= WORK INSTRUCTIONS =
From the material below, tally every line containing "date"; reply with the total only.

= COLLECTED MATERIAL =
== Segment start ==

PR #303, opened 2022-09-25
Allow to override build date with SOURCE_DATE_EPOCH

bmwiedemann:
Allow to override build date with `SOURCE_DATE_EPOCH`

== Segment end ==

= REPLY =
2